++++ Data for this task ++++

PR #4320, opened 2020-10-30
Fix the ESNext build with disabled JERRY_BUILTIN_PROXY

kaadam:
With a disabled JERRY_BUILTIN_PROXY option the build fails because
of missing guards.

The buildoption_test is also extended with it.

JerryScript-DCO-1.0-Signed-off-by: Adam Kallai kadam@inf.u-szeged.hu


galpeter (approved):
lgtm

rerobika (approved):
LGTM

++++

> Work task
Each record is to be retyped exactly as written.

> Task answer
PR #4320, opened 2020-10-30
Fix the ESNext build with disabled JERRY_BUILTIN_PROXY

kaadam:
With a disabled JERRY_BUILTIN_PROXY option the build fails because
of missing guards.

The buildoption_test is also extended with it.

JerryScript-DCO-1.0-Signed-off-by: Adam Kallai kadam@inf.u-szeged.hu


galpeter (approved):
lgtm

rerobika (approved):
LGTM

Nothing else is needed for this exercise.